Henry, you see, not Horus, sold the falcons,
Supplying his own demand at five dollars a day.
I like men who sweat, said Daisy.
Around here they hack off the gardener’s hands.
To market mummies you need
More death than these dynasties could ever deliver.
So Daisy and I got the sheik drunk in the Hay-Adams
On the last of the vodka martinis.
His index finger slipped into her thong,
But he wouldn’t kiss her on any lips.
My people are waiting, he whispered: euros or dollars?

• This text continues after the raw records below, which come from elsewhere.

PR #94, opened 2020-04-09
Learning Rate explanation patch IsApplicable check fix

Tyler-IN:
Since this is fixing CalculateLearningRate, not CalculateLearningLimit; there's nothing wrong with it and I'm not changing it's behavior, I need to be checking the hash of CalculateLearningRate instead.

The patches still apply to CalculateLearningLimit

### DIFF
--- a/src/CommunityPatch/Patches/LearningRateExplainerPatch.cs
+++ b/src/CommunityPatch/Patches/LearningRateExplainerPatch.cs
@@ -25,6 +25,14 @@ namespace CommunityPatch.Patches {
       .GetMethod("CalculateLearningLimit", BindingFlags.Public | BindingFlags.Instance | BindingFlags.DeclaredOnly,
         null, CallingConventions.Any, new[] {typeof(int), typeof(int), typeof(TextObject), typeof(StatExplainer)}, null);
 
+    private static readonly MethodInfo CheckMethodInfo1 = typeof(DefaultCharacterDevelopmentModel)
+      .GetMethod("CalculateLearningRate", BindingFlags.Public | BindingFlags.Instance | BindingFlags.DeclaredOnly,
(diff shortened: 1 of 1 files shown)


src/CommunityPatch/Patches/LearningRateExplainerPatch.cs
```diff
@@ -48,15 +56,15 @@ class LearningRateExplainerPatch : IPatch {
...
         var hash = bytes.GetSha256();
         if (!hash.SequenceEqual(new byte[] {
-          0x5B, 0x47, 0x05, 0x79, 0x5A, 0x5D, 0xCB, 0xFC,
-          0xFA, 0x46, 0x21, 0x96, 0x00, 0x94, 0x8D, 0xCC,
-          0xC2, 0xE2, 0x35, 0x7F, 0x70, 0x0D, 0x64, 0xD5,
-          0x08, 0xAA, 0x8F, 0x2B, 0xA5, 0x0B, 0xF3, 0x4B
+          0x74, 0x9e, 0xb0, 0xdf, 0xb1, 0x47, 0x44, 0x6a,
+          0xb9, 0x95, 0x50, 0xef, 0x11, 0x36, 0xdf, 0x2f,
+          0xd9, 0x86, 0x52, 0xf6, 0xa8, 0x18, 0x7b, 0x33,
+          0x8f, 0x5c, 0x51, 0xd8, 0x16, 0xa5, 0xe8, 0xd6
```
zagganoth, line 67: should we include the old hashes to ensure compatibility with older versions? We're doing this for some of the other patches I think

Skau: I think that we should just keep whatever hash is currently there and just keep on stacking them when the IL changes. Commenting above what version the hash is for is probably nice to have to.

Skau: And the hash is changed instead of added here because he changed what method to check the hash for.

PR #96, opened 2020-04-09
Report Generation for Exceptions in Tick Finalizer

Tyler-IN:
Similar but wider reaching than Bannerlord Tweaks' version.

Since it's using a finalizer, it's (almost) guaranteed to run if an exception occurs somewhere beneath the call frame.

Considering any possible ways to hook into a native crash handler too.


tynakuh:
Looks great, I've been doing something similar in my other mod, should've thought to do it here!

PR #113, opened 2020-04-10
Patches for Mounted Archer, Bow Expert, Crossbow Cavalry, and Crossbow Expert

ajseavey:
Addresses #10 

Heavily based on my crossbow cavalry perk, mostly just a change in condition and the field being changed. Currently the only difference in the item usage between bows and long bows is whether they are able to be used on mounts. This just will conditionally overwrite the item usage of a long bow with that of a bow based on the Agent's perks.


src/CommunityPatch/Patches/AgentWeaponEquippedPatch.cs
```diff
@@ -0,0 +1,68 @@
...
+      if (Applied) return false;
+
+      var patchInfo = Harmony.GetPatchInfo(TargetMethodInfo);
+      if (AlreadyPatchedByOthers(patchInfo))
+        return false;
+
+      return _IsApplicable(game);
+    }
+
+    private static void PostFix(ref Agent __instance,
```
Tyler-IN, line 38: Given the Patch call above now applies this as the prefix parameter, does this need to be renamed to Prefix?

Also, postfix (proper; suffix) and prefix are full words, so Pascal naming convention would be to just capitalize the P.

src/CommunityPatch/ApplicationVersionComparer.cs
```diff
@@ -25,8 +25,10 @@ public class ApplicationVersionComparer : IComparer<ApplicationVersion>, IEquali
     public bool Equals(ApplicationVersion x, ApplicationVersion y)
       => Compare(x, y) == 0;
 
+    public bool GreaterThan(ApplicationVersion x, ApplicationVersion y) => Compare(x, y) > 0;
+
     public int GetHashCode(ApplicationVersion obj)
-      => ((int) _typeComparer.GetHashCode(obj.ApplicationVersionType) << 28) | (obj.Major << 23) | (obj.Minor << 12) | obj.Revision;
+    => ((int) _typeComparer.GetHashCode(obj.ApplicationVersionType) << 28) | (obj.Major << 23) | (obj.Minor << 12) | obj.Revision;
 
   }
```
Tyler-IN, line 33: Can you revert these minor formatting changes, they might be accidentally committed?
They're out of scope for the PR.

Tyler-IN:
Title of PR needs to be adjusted to account for the merge for record keeping.

Other issues need to be tagged.

src/CommunityPatch/Patches/AgentWeaponEquippedPatch.cs
ajseavey: Fixed

src/CommunityPatch/ApplicationVersionComparer.cs
ajseavey: Fixed

Tyler-IN: This shouldn't show up in the PR as modified...

PR #122, opened 2020-04-11
Fixed Swords and Tribute to only be applied to rulers

Skau:
Tested it and looks good now. Fixed because a comment on nexusmods mentioned that it applied even when the player was just a vassal.


Skau:
Right, I just semi forgot about it. I just wanted another opinion before pushing.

The mahogany door cracked open.
Sizzling sand poured into the lobby.
The credit card machine clogged,
And the senator’s bag lady was petrified.
The sheik flew east with our American Express plastic
And a nine-eleven t-shirt: Never Forget.
OK. So we go back to basics: battleship gray.
But the Bedouin does not permit the beast to kneel.
Daisy’s tongue goes dry.
Don’t desert me, she cries. My hands were tied, too.
Weedy fingers grow from his fossilized stumps.
Baksheesh. baksheesh, he cackles.
Daisy asks Uncle Oswald to ask him
Please how much will it cost
To let me down gently.
Luxor. 1997. Revised 2007.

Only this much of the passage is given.